With both ends included, transcribe exactly the records below from their first line to the line that contains "Implements #1393".

⁂

Issue #1393, opened 2023-03-27
Update updated at & archived by column


elliottSlee:
As a data analyst
I want to know more information about the updated at, archived at, and archived by columns in the database tables
So that 

**Description:**

# Acceptance Criteria:

## Implementation Details
- **DB:**
  - .
  - .
- **Middleware:**
  - .
  - .
- **Frontend:**
  - .
  - .
- **Tests:**
  - .
  - .
- **Documentation:**
  - .
  - .

elliottSlee:
@VB-at-Bis Here's the card

MarsRomer:
Ticket needs a spike to make sure all relevant tables have the archived by column

VB-at-Bis:
No other tables without `archived_at` columns in DB.

MarsRomer:
@VB-at-Bis  Is it the Application_status table that you added the 'Archived at' column?    I don't see any data in that column, should there be?
![image.png](https://images.zenhubusercontent.com/63c8370399512153492c8e97/fc53df26-49a3-4ee3-90c0-26f01f69d1cc)

VB-at-Bis:
Can you please try again? Did you scroll table? It seems most of first applications are left in draft status etc and were never archived.

MarsRomer:
I see data in there now, thanks!

PR #1436, opened 2023-04-06
feat: added archive columns and backfill

VB-at-Bis:
Implements #1393

- add archived_at/archived_by columns to application_status table;
- back fill archived_at/archived_by values using ccbc_public.record_version;
- add trigger to application_status table to archive old record when new is added;

### DIFF
--- a/db/deploy/util_functions/upsert_archive_trigger.sql
+++ b/db/deploy/util_functions/upsert_archive_trigger.sql
@@ -10,9 +10,6 @@ create or replace function ccbc_private.upsert_archive_trigger(
 returns void as $$
 
 declare
-  column_string text;
-  index_string text;
-  comment_string text;
   trigger_string text;
 
 begin
--- a/db/deploy/util_functions/upsert_archive_trigger.sql
+++ b/db/deploy/util_functions/upsert_archive_trigger.sql
@@ -5,9 +5,7 @@ begin;
 
 create or replace function ccbc_private.upsert_archive_trigger(
   table_schema_name text,
-  table_name text,
-  user_table_schema_name text default 'ccbc_public',
-  user_table_name text default 'ccbc_user'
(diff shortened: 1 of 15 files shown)


db/deploy/util_functions/upsert_archive_trigger.sql
```diff
@@ -0,0 +1,53 @@
+-- Deploy ccbc:util_functions/upsert_archive_trigger to pg
+-- requires: trigger_function/set_archived
+
+begin;
+
+create or replace function ccbc_private.upsert_archive_trigger(
+  table_schema_name text,
+  table_name text,
+  user_table_schema_name text default 'ccbc_public',
+  user_table_name text default 'ccbc_user'
```
AntBush, line 10: I notice `user_table_schema_name` and  `user_table_name` isn't used, should probably delete it but won't block approval

db/deploy/util_functions/upsert_archive_trigger.sql
```diff
@@ -0,0 +1,53 @@
...
+)
+returns void as $$
+
+declare
+  column_string text;
+  index_string text;
+  comment_string text;
```
AntBush, line 17: Looks like some of these variables are also unused

AntBush (approved):
Other than a few minor changes looks great!

db/deploy/util_functions/upsert_archive_trigger.sql
VB-at-Bis: indeed  user_table_schema_name and user_table_name isn't used. I deleted them.

db/deploy/util_functions/upsert_archive_trigger.sql
VB-at-Bis: Removed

⁂

Solution for this task:
Issue #1393, opened 2023-03-27
Update updated at & archived by column


elliottSlee:
As a data analyst
I want to know more information about the updated at, archived at, and archived by columns in the database tables
So that 

**Description:**

# Acceptance Criteria:

## Implementation Details
- **DB:**
  - .
  - .
- **Middleware:**
  - .
  - .
- **Frontend:**
  - .
  - .
- **Tests:**
  - .
  - .
- **Documentation:**
  - .
  - .

elliottSlee:
@VB-at-Bis Here's the card

MarsRomer:
Ticket needs a spike to make sure all relevant tables have the archived by column

VB-at-Bis:
No other tables without `archived_at` columns in DB.

MarsRomer:
@VB-at-Bis  Is it the Application_status table that you added the 'Archived at' column?    I don't see any data in that column, should there be?
![image.png](https://images.zenhubusercontent.com/63c8370399512153492c8e97/fc53df26-49a3-4ee3-90c0-26f01f69d1cc)

VB-at-Bis:
Can you please try again? Did you scroll table? It seems most of first applications are left in draft status etc and were never archived.

MarsRomer:
I see data in there now, thanks!

PR #1436, opened 2023-04-06
feat: added archive columns and backfill

VB-at-Bis:
Implements #1393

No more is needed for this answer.